ZeroEntropy is a RAG based AI search tool strictly for developers that grabs data, even across messy internal documents and grabbing the most relevant information first
Startup ZeroEntropy joins a growing wave of infrastructure companies hoping to use retrieval-augmented generation (RAG) to power search for the next generation of AI agents. ZeroEntropy offers an API that manages ingestion, indexing, re-ranking, and evaluation. What that means is that — unlike a search product for enterprise employees like Glean — ZeroEntropy is strictly a developer tool. It quickly grabs data, even across messy internal documents. Houir Alami likens her startup to a “Supabase for search,” referring to the popular open source database that automates much of the database management.
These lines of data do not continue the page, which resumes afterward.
PR #3999, opened 2026-07-09
feat(approval): add DingTalk interactive card stream gate

zensgit:
## What changed

- Implements B-1 from the DingTalk interactive-card design lock: an env-gated Stream worker skeleton.
- Adds `resolveDingTalkInteractiveCardStreamConfig` and `DingTalkInteractiveCardStreamWorker`.
- Wires the worker into backend startup/shutdown; default env keeps it disabled.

At its core is its proprietary re-ranker called ze-rank-1, which the company claims currently outperforms similar models from Cohere and Salesforce on both public and private retrieval benchmarks. It makes sure that when an AI system looks for answers in a knowledge base, it grabs the most relevant information first. “Right now, most teams are either stitching together existing tools from the market or dumping their entire knowledge base into an LLM’s context window. The first approach is time-consuming to build and maintain,” CEO Ghita Houir Alami said. “The second approach can cause compounding errors. We’re building a developer-first search infrastructure — think of it like a Supabase for search — designed to make deploying accurate, fast retrieval systems easy and efficient.”